Effects of In Vivo Doxorubicin Treatment on Skeletal Muscle Function

Abstract

It is well known that the chemotherapy drug doxorubicin (DOX) is associated with a dose dependent cardiotoxicity, and thus the primary focus of DOX-induced side effects has been the heart. However, there is evidence that DOX also imparts a negative effect on skeletal muscle, but at this point, the nature of this DOX-induced myotoxicity is currently unknown. PURPOSE: To investigate the effects of varying in vivo DOX doses on skeletal muscle function. METHODS: Male rats were randomly assigned to receive 10 mg/kg DOX (DOX1), 12.5 mg/kg DOX (DOX2), 15 mg/kg DOX (DOX3), or control vehicle (CON). Five days following injections, animals were anesthetized and the soleus and extensor digitorum longus (EDL) muscles were excised for ex vivo muscle function analysis. Muscles were maintained in 37°C oxygenated Krebs buffer, and the proximal end of the muscle was mounted to a stationary glass hook while the distal end was affixed to an isometric force transducer.
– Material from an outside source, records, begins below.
PR #2658, opened 2020-03-20
Don't echo authentication passwords (rest backend)

### LINKED ISSUE #2241: Don't echo authentication passwords
Output of `restic version`
--------------------------
`restic 0.9.4 compiled with go1.11.4 on darwin/amd64`

```
export RESTIC_REPOSITORY=rest:https://redacted-username:redacted-password@redacted-host/redacted-path/
export RESTIC_PASSWORD=redacted
restic init -v
```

Maximal twitch contraction properties and fatigue rates were determined for all muscles using field stimulating platinum electrodes. RESULTS: Maximal twitch force was significantly reduced in solei from DOX2 and DOX3 when compared to controls (-60% and -72%, respectively, p<0.05). Likewise, DOX2 and DOX3 solei possessed a significantly lower maximal rate of force production (-64% and -72%, respectively, p<0.05) and maximal rate of force decline (-52% and -59%, respectively, p<0.05) when compared to CON. Only EDL muscles from DOX3 possessed significantly different maximal twitch force, maximal rate of force production, and maximal rate of force decline when compared to CON (-67%, -72%, and -60%, respectively, p<0.05). Using a 100 s fatigue protocol, fatigue rate pattern differences were observed in the solei only. Whereas CON solei produced less force than baseline at 70 seconds, DOX1, DOX2, and DOX3 all produced less force than baseline at 30 seconds. CONCLUSIONS: DOX treatment altered muscle function in a dose-dependent manner, and the effects were more profound in the soleus than the EDL. Skeletal muscle dysfunction may, therefore, be contributing to the fatigue experienced by cancer patients receiving DOX which suggests that approaches aimed at minimizing DOX-induced side effects should also target skeletal muscle.